# Data excerpts:

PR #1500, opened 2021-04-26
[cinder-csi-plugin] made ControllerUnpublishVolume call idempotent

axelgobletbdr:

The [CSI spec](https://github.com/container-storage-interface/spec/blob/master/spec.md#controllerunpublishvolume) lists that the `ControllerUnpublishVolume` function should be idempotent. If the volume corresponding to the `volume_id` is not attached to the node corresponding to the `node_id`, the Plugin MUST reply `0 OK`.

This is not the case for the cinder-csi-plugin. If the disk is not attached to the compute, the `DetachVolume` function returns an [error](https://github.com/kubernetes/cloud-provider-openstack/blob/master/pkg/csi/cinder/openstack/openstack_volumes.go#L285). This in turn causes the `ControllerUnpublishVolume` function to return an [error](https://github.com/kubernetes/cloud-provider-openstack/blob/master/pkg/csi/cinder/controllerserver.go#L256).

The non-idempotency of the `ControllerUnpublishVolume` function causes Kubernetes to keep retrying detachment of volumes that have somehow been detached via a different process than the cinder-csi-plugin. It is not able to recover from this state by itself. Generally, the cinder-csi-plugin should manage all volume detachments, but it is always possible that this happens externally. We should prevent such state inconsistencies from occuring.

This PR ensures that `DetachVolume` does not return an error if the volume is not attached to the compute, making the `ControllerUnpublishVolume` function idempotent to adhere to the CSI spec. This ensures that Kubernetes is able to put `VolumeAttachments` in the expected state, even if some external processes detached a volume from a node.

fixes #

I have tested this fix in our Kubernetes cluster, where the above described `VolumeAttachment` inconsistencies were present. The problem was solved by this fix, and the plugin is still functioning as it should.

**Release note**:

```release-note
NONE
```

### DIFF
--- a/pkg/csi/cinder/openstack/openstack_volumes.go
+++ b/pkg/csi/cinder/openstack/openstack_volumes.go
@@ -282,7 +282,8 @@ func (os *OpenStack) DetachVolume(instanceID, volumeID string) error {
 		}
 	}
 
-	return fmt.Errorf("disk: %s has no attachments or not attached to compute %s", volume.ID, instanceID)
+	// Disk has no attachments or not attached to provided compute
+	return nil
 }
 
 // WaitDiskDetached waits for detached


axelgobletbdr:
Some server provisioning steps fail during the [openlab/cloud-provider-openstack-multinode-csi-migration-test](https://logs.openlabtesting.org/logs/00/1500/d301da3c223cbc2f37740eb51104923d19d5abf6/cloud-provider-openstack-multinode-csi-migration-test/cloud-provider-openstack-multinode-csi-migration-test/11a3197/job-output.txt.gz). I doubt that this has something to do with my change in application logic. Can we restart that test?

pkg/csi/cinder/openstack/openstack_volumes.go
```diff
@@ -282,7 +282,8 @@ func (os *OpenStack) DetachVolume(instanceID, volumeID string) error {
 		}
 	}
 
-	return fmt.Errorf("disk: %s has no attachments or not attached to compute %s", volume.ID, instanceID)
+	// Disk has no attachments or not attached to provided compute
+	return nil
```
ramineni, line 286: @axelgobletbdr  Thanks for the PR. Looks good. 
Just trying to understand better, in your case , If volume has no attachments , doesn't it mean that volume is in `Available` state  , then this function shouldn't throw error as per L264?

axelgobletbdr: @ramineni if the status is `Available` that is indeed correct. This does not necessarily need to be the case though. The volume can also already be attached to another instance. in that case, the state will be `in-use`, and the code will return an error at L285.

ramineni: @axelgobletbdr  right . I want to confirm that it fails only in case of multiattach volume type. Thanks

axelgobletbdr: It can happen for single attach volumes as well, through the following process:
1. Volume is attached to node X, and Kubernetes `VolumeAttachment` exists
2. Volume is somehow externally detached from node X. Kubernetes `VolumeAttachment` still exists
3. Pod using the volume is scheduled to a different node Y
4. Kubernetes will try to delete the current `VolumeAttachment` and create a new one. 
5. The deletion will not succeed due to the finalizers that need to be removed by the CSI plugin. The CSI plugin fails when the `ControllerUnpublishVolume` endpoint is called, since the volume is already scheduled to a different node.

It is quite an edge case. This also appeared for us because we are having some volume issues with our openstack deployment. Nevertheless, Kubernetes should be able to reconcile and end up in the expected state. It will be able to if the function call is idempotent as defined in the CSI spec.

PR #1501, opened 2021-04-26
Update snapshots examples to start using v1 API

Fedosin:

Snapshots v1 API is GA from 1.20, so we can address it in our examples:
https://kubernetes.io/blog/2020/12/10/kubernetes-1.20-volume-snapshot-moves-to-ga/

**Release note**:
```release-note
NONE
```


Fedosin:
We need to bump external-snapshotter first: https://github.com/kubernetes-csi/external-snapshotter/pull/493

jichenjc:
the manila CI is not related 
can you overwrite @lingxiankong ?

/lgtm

# What is required:
Please copy every line of the material that contains the word "Thanks".

# Expected output:
ramineni, line 286: @axelgobletbdr  Thanks for the PR. Looks good. 
ramineni: @axelgobletbdr  right . I want to confirm that it fails only in case of multiattach volume type. Thanks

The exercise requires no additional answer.